[[ Data listing open ]]

PR #1524, opened 2024-08-21
Render themes: exclusive / except negation

devemux86:
A minus sign "`-`" excludes the other values after "`|`". It never works alone.

For example:
```xml
<!-- match tunnel-tag that are not 'no' or 'false' -->
<rule k="tunnel" v="-|no|false">
```


demiantres:
The same could also be added in VTM?

devemux86:
@demiantres 

> The same could also be added in VTM?

It already exists in VTM and works the same way.

PR #1534, opened 2024-09-06
Hill shading algorithms improvements

Sublimis:
* Remove gray shading from flat areas in Simple and Diffuse algorithms
* Modify the test for the Diffuse algorithm so it can pass
* Misc. smaller improvements


devemux86:
@Sublimis thanks!

PR #1537, opened 2024-09-15
Hill shading improvements

Sublimis:
* Fix inefficiencies due to lack of proper synchronization in `HgtCache` that lead to race conditions and extra redundant work being done by more than one thread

[[ Data listing closed ]]

- Instructions to follow: A verbatim copy of every record is what you should return.

- Response area:
PR #1524, opened 2024-08-21
Render themes: exclusive / except negation

devemux86:
A minus sign "`-`" excludes the other values after "`|`". It never works alone.

For example:
```xml
<!-- match tunnel-tag that are not 'no' or 'false' -->
<rule k="tunnel" v="-|no|false">
```


demiantres:
The same could also be added in VTM?

devemux86:
@demiantres 

> The same could also be added in VTM?

It already exists in VTM and works the same way.

PR #1534, opened 2024-09-06
Hill shading algorithms improvements

Sublimis:
* Remove gray shading from flat areas in Simple and Diffuse algorithms
* Modify the test for the Diffuse algorithm so it can pass
* Misc. smaller improvements


devemux86:
@Sublimis thanks!

PR #1537, opened 2024-09-15
Hill shading improvements

Sublimis:
* Fix inefficiencies due to lack of proper synchronization in `HgtCache` that lead to race conditions and extra redundant work being done by more than one thread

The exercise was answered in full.